*Task directions:*
Whenever a line below includes the word "same", copy that line.

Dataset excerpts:
PR #464, opened 2026-09-12
fix: stop the contacts and campaign-leads table overflowing its panel on a long company name (#461)

### LINKED ISSUE #461: Bug: Horizontal Scrollbar Appears After Loading More Contacts in campaign
When I click the “Load More Contacts” button, additional contacts are loaded successfully, but an unwanted horizontal scrollbar appears. The contact list should remain within the available width without triggering horizontal scrolling.

campaign > Leads - loadmore button in bottom

Image

In the company column, the company name is very long. I think it is happening due to content. 

If content should be long, then it should be text truncated, and one hover should show it in a tooltip full text

@meszmate

meszmate:
Closes #461.

## The bug

`ContactsTable` (shared by `/app/contacts` and the campaign **Leads** tab) rendered `<table className="w-full text-left">`, i.e. **auto** table layout. The Company cell put `truncate` on the `<td>` itself, which sets `white-space: nowrap` but gives the cell no width constraint. In auto layout a cell's *min-content* width is then the full text width, so one long company name forced the whole table wider than the content panel. Loading more contacts simply brought in the row that had one. `text-overflow: ellipsis` on a `<td>` never rendered either, so nothing truncated.

The embedded Leads table has no `PageBody` wrapper, so that overflow propagated up to the app shell's scroll container — the full-width scrollbar in the report.

Name, Phone and Sender had the same unbounded shape; Company was just the first to hit it.

## The fix

**`table-fixed`.** Column widths now come from the header row alone, so cell content can only ever truncate, never widen the table. Every column carries a width and every cell clips — content overflowing a fixed column still extends the scroll container, so the clipping is load-bearing, not cosmetic. `Name` is deliberately the *only* auto-width column, so it absorbs all the slack rather than splitting it with Company and Phone.

**Truncate + tooltip on hover, only where clipped.** New shared `web/src/lib/helper/titleWhenClipped.ts` exports a `clippedTitle` props object: on mouseenter it attaches the full text as a native `title` when `scrollWidth > clientWidth`, and takes it off again on mouseleave so nothing stale outlives the hover. A column that fits stays quiet. Native `title` matches this table's existing convention (current step, sender, categories already use it). Applied to name, email, company, phone, category chips and the status pill labels — but not where a cell already carries a more useful title (a lead's failure reason wins over the word "Failed").

**Column staging retuned.** Fixed layout exposed a second, pre-existing overflow: the Leads table's fixed columns alone summed to ~612px at `md`, where the panel is only ~512px (viewport − the `w-64` sidebar), so it overflowed there regardless of company names. Note the panel *narrows* from `sm` to `md` because the sidebar appears, which the old `md:` reveals had backwards. Columns are now staged so the sized widths never sum past the panel at any breakpoint, keeping the auto Name column ≥168px everywhere:

| Column | Contacts | Leads |
|---|---|---|
| Company | `lg` (was `md`), `w-36`/`w-40` | `xl` (was `md`) |
| Phone | `xl` (was `lg`), `w-36` | not shown (it is in the contact drawer) |
| Opened / Clicked / Replied | — | `lg` (was `md`), `w-24` |
| Current step | — | `xl` (was `md`), `w-32` |
| Sender | — | `2xl` (was `xl`), `w-36` |
| Campaigns | `lg` (was `md`), `w-28` | — |
| Added / Last activity | `md`, `w-24` | `2xl` (was `md`), `w-32` |
| Status / Progress | `w-12` below `sm` (the pill is its icon alone there; the label goes to `sr-only` so the column keeps its accessible name), `w-32` from `sm` | same |

Worked example at the reporter's 1657px: panel 1401px, sized columns 1096px, leaving ~305px for Name — truncated with a tooltip, no scrollbar. Narrowest case (360px phone) leaves Name 192px.

**Category chips.** With a fixed-width Name column the chip group could no longer be `shrink-0` — two long tags took the whole cell and left no name. It is capped at 45% of the name line and both sides ellipsize into their tooltip instead. `CategoryChip` gained an opt-in `clamp` prop for this; `compact` on its own still means "dense", so unibox thread labels are unchanged.

## Verification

*Exercise output:*
Name, Phone and Sender had the same unbounded shape; Company was just the first to hit it.
| Status / Progress | `w-12` below `sm` (the pill is its icon alone there; the label goes to `sr-only` so the column keeps its accessible name), `w-32` from `sm` | same |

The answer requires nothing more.